Si une entreprise n’atteint pas l’objectif de 40 % à partir du 1er mars 2029, elle disposera d’un délai de deux ans pour se mettre en conformité. L’entreprise devra, au bout d’un an, publier des objectifs de progression et les mesures de correction retenues. Ce n’est qu’à l’expiration de ce délai de deux ans, soit à compter du 1er mars 2031, que l’entreprise pourrait se voir appliquer une pénalité financière d’un montant maximum de 1 % des rémunérations et gains versés aux travailleurs salariés ou assimilés au cours de l’année civile précédant l’expiration du délai susmentionné.

Le décret n° 2023-370 du 15 mai 2023 a apporté des précisions concernant la procédure et le montant de la pénalité. Il incombera à l’agent de contrôle de l’inspection de travail de transmettre à la DREETS un rapport faisant l’état de la non-conformité. Si la DREETS envisage de prononcer une pénalité financière, il devra alors notifier son intention à l’employeur dans les deux mois suivant la réception de ce rapport. L’employeur pourra présenter ses observations et justifier, le cas échéant, des motifs de sa défaillance dans un délai d’un mois.

Le taux de pénalité sera notifié uniquement à la fin de cette procédure contradictoire. Dans un délai de deux mois suivant cette notification, l’entreprise devra communiquer à l’administration les rémunérations et gains servant de base au calcul de la pénalité. A défaut d’une telle transmission, la pénalité sera calculée sur la base de deux fois la valeur du plafond mensuel de la Sécurité sociale, par salarié de l’entreprise et par mois compris dans l’année civile précédant l’expiration du délai de deux ans dont l’entreprise disposait pour se mettre en conformité.

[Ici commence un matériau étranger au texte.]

PR #21195, opened 2026-02-08
[CMake] Use OUTPUT_NAME if defined in ROOT_GENERATE_DICTIONARY

aphecetche:
# This Pull request:

Fixes the logic used to infer the base name used to generate the `libXXX.dylib|so`, `libXXX_rdict.pcm` and `libXXX.rootmap` when using the `MODULE` option of the `ROOT_GENERATE_DICTIONARY` CMake macro, in the case where the `OUTPUT_NAME` of XXX has been set prior to the call to ROOT_GENERATE_DICTIONARY. 

## Checklist:

- [X ] tested changes locally
- [ ] updated the docs (if necessary) => not necessary (?)

### DIFF
--- a/cmake/modules/RootMacros.cmake
+++ b/cmake/modules/RootMacros.cmake
@@ -528,7 +528,13 @@ function(ROOT_GENERATE_DICTIONARY dictionary)
     if (NOT ${ARG_MODULE} STREQUAL ${library_target_name})
 #      message(AUTHOR_WARNING "The MODULE argument ${ARG_MODULE} and the deduced library name "
 #        "${library_target_name} mismatch. Deduction stem: ${dictionary}.")
-      set(library_target_name ${ARG_MODULE})
+      get_target_property(custom_name ${ARG_MODULE} OUTPUT_NAME)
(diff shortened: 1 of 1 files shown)


guitargeek:
Hi, thanks for the PR! Let's see if it works.

However, I think this goes in the opposite direction of https://github.com/root-project/root/commit/498165dc9c88d8e84c3d753beb0af45bb7bcc174, which was fixing https://github.com/root-project/root/issues/15792.

Do you maybe have a simple CMake reproducer for the problem that you try to fix?

aphecetche:
@guitargeek actually it's trying to fix the same bug as https://github.com/root-project/root/issues/15792. I did not do my homework correctly and a) did not check past issues thoroughly b) forgot I'm using Root 6.32 daily and not the latest master (so I did try my fix in my current setup and "pasted-in" in master to prepare the PR w/o too much thinking).  Sorry about that.

guitargeek:
No problem! Why would you assume that a niche problem like this is fixed in `master` and check in the closed issues before starting to code. I also wouldn't have done that :slightly_smiling_face:

PR #21196, opened 2026-02-08
[Python] Assert ABI-compatible Python version on `import ROOT`

guitargeek:
We should give the user a helpful error message if the ROOT and Python interpreter versions don't match. Otherwise, one will get confusing `undefined symbol` error or other unclear behavior at runtime.

This came up sometimes in forum posts or GitHub issues, so the clear error would have helped.


dpiparo (approved):
thanks for this useful improvement.

vepadulano (approved):
For the record, the proper/more established approach would be to develop CPython extensions that only use Python limited API and thus can be built to be ABI compatible across all Python versions supported. After discussion with @guitargeek , it's clear that this is currently not possible for cppyy, so this approach is the next best thing 👍

PR #21197, opened 2026-02-09
[RF][HS3] bugfix for external constraint handling

cburgard:
# This Pull request:

Makes sure the external constraints exported are re-imported successfully.

## Checklist:

- [x] tested changes locally

This PR fixes #


guitargeek:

Si l’horizon de la pénalité financière peut paraître lointain, l’échéance du 1er mars 2026 pour l’atteinte de l’objectif chiffré de 30 % de représentation équilibrée s’avère en réalité une étape importante dans un contexte où le pourcentage de femmes occupant le mandat de président a reculé pour s’établir à seulement 7 % en 2024 contre 9 % l’année précédente. Elle sera en outre concomitante à la transposition avant le 7 juin 2026 de la directive européenne du 10 mai 2023 visant à renforcer l’application du principe de l’égalité des rémunérations entre les femmes et les hommes pour le même travail ou un travail de même valeur par la transparence des rémunérations. Les grandes entreprises ont ainsi un intérêt réputationnel indéniable à satisfaire à leur obligation de publication, sans attendre la sanction administrative.

[1] Loi n° 2011-103 du 27 janvier 2011.

[2] Loi n° 2021-1774 du 24 décembre 2021 (article 14).

[3] Article D. 1142-17 du Code du travail.

[4] Etude Equileap 2025 ; étude INSEE « Ecarts de salaire entre femmes et hommes en 2023 » du 4 mars 2025 ; ministère du Travail et des Solidarités, Résultats de l’Index égalité professionnelle et de la loi Rixain pour 2025, 7 mars 2025.